WHAT IS BEING ASKED
Please return all of the data exactly as written.

Stored items
----

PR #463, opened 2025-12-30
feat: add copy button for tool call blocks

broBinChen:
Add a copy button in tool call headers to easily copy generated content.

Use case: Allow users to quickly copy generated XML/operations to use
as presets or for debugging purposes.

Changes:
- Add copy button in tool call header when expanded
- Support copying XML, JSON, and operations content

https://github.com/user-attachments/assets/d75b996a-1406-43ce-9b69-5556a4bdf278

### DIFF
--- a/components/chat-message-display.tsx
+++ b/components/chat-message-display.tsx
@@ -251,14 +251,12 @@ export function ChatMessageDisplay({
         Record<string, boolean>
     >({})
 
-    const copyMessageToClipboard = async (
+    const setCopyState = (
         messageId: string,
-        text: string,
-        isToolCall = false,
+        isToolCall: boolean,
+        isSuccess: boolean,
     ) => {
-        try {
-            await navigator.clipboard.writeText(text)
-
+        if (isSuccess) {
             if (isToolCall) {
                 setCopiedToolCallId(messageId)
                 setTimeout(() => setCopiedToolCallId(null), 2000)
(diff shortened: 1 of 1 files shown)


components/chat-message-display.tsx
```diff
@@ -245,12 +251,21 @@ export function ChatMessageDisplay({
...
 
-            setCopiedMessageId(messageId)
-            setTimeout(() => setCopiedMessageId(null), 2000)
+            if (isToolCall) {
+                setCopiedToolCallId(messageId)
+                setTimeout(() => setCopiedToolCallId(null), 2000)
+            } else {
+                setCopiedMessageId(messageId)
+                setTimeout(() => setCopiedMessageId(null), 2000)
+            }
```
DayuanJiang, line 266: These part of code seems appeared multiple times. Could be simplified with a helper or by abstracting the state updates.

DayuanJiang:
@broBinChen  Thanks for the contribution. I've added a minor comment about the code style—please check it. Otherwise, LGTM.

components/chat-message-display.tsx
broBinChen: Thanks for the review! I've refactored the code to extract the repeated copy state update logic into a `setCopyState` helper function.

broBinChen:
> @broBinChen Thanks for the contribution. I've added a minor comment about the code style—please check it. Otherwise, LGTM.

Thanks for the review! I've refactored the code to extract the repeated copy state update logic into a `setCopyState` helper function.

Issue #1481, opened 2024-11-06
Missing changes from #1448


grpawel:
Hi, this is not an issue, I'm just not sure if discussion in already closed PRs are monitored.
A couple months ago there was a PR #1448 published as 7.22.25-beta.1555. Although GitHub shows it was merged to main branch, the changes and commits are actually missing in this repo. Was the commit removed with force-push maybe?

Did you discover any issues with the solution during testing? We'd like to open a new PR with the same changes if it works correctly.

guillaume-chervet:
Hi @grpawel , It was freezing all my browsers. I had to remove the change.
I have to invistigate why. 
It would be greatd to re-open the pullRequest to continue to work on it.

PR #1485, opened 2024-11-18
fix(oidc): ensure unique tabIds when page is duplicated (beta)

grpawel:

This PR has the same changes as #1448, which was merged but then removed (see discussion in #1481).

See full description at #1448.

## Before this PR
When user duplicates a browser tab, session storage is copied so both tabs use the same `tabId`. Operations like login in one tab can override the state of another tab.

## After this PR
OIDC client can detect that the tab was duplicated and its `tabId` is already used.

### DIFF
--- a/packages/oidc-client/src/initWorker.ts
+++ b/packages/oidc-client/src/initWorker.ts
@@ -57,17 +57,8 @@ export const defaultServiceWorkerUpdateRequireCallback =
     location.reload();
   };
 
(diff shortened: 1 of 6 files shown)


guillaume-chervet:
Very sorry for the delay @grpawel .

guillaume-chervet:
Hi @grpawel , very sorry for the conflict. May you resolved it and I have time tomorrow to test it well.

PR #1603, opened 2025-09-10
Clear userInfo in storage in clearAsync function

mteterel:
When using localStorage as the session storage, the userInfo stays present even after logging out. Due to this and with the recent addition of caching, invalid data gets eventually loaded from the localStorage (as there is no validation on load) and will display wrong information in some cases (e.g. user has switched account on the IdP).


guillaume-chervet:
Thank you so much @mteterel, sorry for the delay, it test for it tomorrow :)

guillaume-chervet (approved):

----

SOLVED EXERCISE
PR #463, opened 2025-12-30
feat: add copy button for tool call blocks

broBinChen:
Add a copy button in tool call headers to easily copy generated content.

Use case: Allow users to quickly copy generated XML/operations to use
as presets or for debugging purposes.

Changes:
- Add copy button in tool call header when expanded
- Support copying XML, JSON, and operations content

https://github.com/user-attachments/assets/d75b996a-1406-43ce-9b69-5556a4bdf278

### DIFF
--- a/components/chat-message-display.tsx
+++ b/components/chat-message-display.tsx
@@ -251,14 +251,12 @@ export function ChatMessageDisplay({
         Record<string, boolean>
     >({})
 
-    const copyMessageToClipboard = async (
+    const setCopyState = (
         messageId: string,
-        text: string,
-        isToolCall = false,
+        isToolCall: boolean,
+        isSuccess: boolean,
     ) => {
-        try {
-            await navigator.clipboard.writeText(text)
-
+        if (isSuccess) {
             if (isToolCall) {
                 setCopiedToolCallId(messageId)
                 setTimeout(() => setCopiedToolCallId(null), 2000)
(diff shortened: 1 of 1 files shown)


components/chat-message-display.tsx
```diff
@@ -245,12 +251,21 @@ export function ChatMessageDisplay({
...
 
-            setCopiedMessageId(messageId)
-            setTimeout(() => setCopiedMessageId(null), 2000)
+            if (isToolCall) {
+                setCopiedToolCallId(messageId)
+                setTimeout(() => setCopiedToolCallId(null), 2000)
+            } else {
+                setCopiedMessageId(messageId)
+                setTimeout(() => setCopiedMessageId(null), 2000)
+            }
```
DayuanJiang, line 266: These part of code seems appeared multiple times. Could be simplified with a helper or by abstracting the state updates.

DayuanJiang:
@broBinChen  Thanks for the contribution. I've added a minor comment about the code style—please check it. Otherwise, LGTM.

components/chat-message-display.tsx
broBinChen: Thanks for the review! I've refactored the code to extract the repeated copy state update logic into a `setCopyState` helper function.

broBinChen:
> @broBinChen Thanks for the contribution. I've added a minor comment about the code style—please check it. Otherwise, LGTM.

Thanks for the review! I've refactored the code to extract the repeated copy state update logic into a `setCopyState` helper function.

Issue #1481, opened 2024-11-06
Missing changes from #1448


grpawel:
Hi, this is not an issue, I'm just not sure if discussion in already closed PRs are monitored.
A couple months ago there was a PR #1448 published as 7.22.25-beta.1555. Although GitHub shows it was merged to main branch, the changes and commits are actually missing in this repo. Was the commit removed with force-push maybe?

Did you discover any issues with the solution during testing? We'd like to open a new PR with the same changes if it works correctly.

guillaume-chervet:
Hi @grpawel , It was freezing all my browsers. I had to remove the change.
I have to invistigate why. 
It would be greatd to re-open the pullRequest to continue to work on it.

PR #1485, opened 2024-11-18
fix(oidc): ensure unique tabIds when page is duplicated (beta)

grpawel:

This PR has the same changes as #1448, which was merged but then removed (see discussion in #1481).

See full description at #1448.

## Before this PR
When user duplicates a browser tab, session storage is copied so both tabs use the same `tabId`. Operations like login in one tab can override the state of another tab.

## After this PR
OIDC client can detect that the tab was duplicated and its `tabId` is already used.

### DIFF
--- a/packages/oidc-client/src/initWorker.ts
+++ b/packages/oidc-client/src/initWorker.ts
@@ -57,17 +57,8 @@ export const defaultServiceWorkerUpdateRequireCallback =
     location.reload();
   };
 
(diff shortened: 1 of 6 files shown)


guillaume-chervet:
Very sorry for the delay @grpawel .

guillaume-chervet:
Hi @grpawel , very sorry for the conflict. May you resolved it and I have time tomorrow to test it well.

PR #1603, opened 2025-09-10
Clear userInfo in storage in clearAsync function

mteterel:
When using localStorage as the session storage, the userInfo stays present even after logging out. Due to this and with the recent addition of caching, invalid data gets eventually loaded from the localStorage (as there is no validation on load) and will display wrong information in some cases (e.g. user has switched account on the IdP).


guillaume-chervet:
Thank you so much @mteterel, sorry for the delay, it test for it tomorrow :)

guillaume-chervet (approved):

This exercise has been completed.